5. Excessive shedding
For many breeds, shedding is a normal process. It usually happens in late spring and fall. If you believe your dog is shedding excessively, it could be the result of stress, poor nutrition, allergies or a medical problem. If they are scratching a lot, try bathing them with a pet shampoo formulated for dry, itching skin. If that doesn’t do the trick, seek professional advice to determine the underlying factor and remedies.

6. Bald spots
Bare spots in your dog’s fur are not extremely unusual. Often, they’re due to an allergic reaction to food or pollen. However, if you notice your dog licking or biting at the area of concern, it may be parasites such as fleas or mites. Another cause of hair loss in dogs is a condition called Cushing’s disease, which is caused by the overproduction of the hormone cortisol. This is more common in dogs six years or older and signs include eating, drinking and urinating more.

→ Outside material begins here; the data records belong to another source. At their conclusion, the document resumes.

PR #6628, opened 2026-01-06
chore: Add validation for retryInterval in Monitor.validate()

Achieve3318:
The validate() method was checking interval bounds but not retryInterval bounds. This could allow users to set invalid retry intervals (negative, zero, or excessively large values) that could cause performance issues or unexpected behavior.

This fix adds validation for retryInterval using the same MIN_INTERVAL_SECOND and MAX_INTERVAL_SECOND constants as the interval validation.

### DIFF
--- a/server/model/monitor.js
+++ b/server/model/monitor.js
@@ -1500,6 +1500,13 @@ class Monitor extends BeanModel {
             throw new Error(`Interval cannot be less than ${MIN_INTERVAL_SECOND} seconds`);
         }
 
+        if (this.retryInterval > MAX_INTERVAL_SECOND) {
+            throw new Error(`Retry interval cannot be more than ${MAX_INTERVAL_SECOND} seconds`);
+        }
+        if (this.retryInterval < MIN_INTERVAL_SECOND) {
+            throw new Error(`Retry interval cannot be less than ${MIN_INTERVAL_SECOND} seconds`);
+        }
+
         if (this.type === "ping") {
             // ping parameters validation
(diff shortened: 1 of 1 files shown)


server/model/monitor.js
```diff
@@ -1500,6 +1500,13 @@ class Monitor extends BeanModel {
             throw new Error(`Interval cannot be less than ${MIN_INTERVAL_SECOND} seconds`);
         }
 
+        if (this.retryInterval > MAX_INTERVAL_SECOND) {
+            throw new Error(`Retry interval cannot be more than ${MAX_INTERVAL_SECOND} seconds`);
+        }
+        if (this.retryInterval < MIN_INTERVAL_SECOND) {
+            throw new Error(`Retry interval cannot be less than ${MIN_INTERVAL_SECOND} seconds`);
+        }
```
CommanderStorm, line 1508: not possible, frontend validates this.

still good to have on the backend

server/model/monitor.js
```diff
@@ -1500,6 +1500,13 @@ class Monitor extends BeanModel {
             throw new Error(`Interval cannot be less than ${MIN_INTERVAL_SECOND} seconds`);
         }
 
+        if (this.retryInterval > MAX_INTERVAL_SECOND) {
+            throw new Error(`Retry interval cannot be more than ${MAX_INTERVAL_SECOND} seconds`);
+        }
```
CommanderStorm, line 1505: I guess at this point it is fairly moot to have a retry interval.

Likely good to have, even though this does not cause an issue

CommanderStorm (approved):
LGTM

In any case, a visit to the vet is advised and most underlying causes can be treated with medication.

7. Open sores
If you find a lesion or open sore on your dog, it’s best to get it checked out immediately as there are many causes, including disease, infection and skin conditions. The latter is often the culprit and can be addressed with medication. But open sores can also be the result of something more serious. If the sore continues to drain but is not healing, it may be a bacterial or fungal infection.

Keeping an eye on your dog’s coat is a great way to stay on top of potential health problems or concerns. Consider making these inspections part of your dog grooming routine. Regular brushing and bathing will not only help you survey their coat, but are essential to the health of your pooch.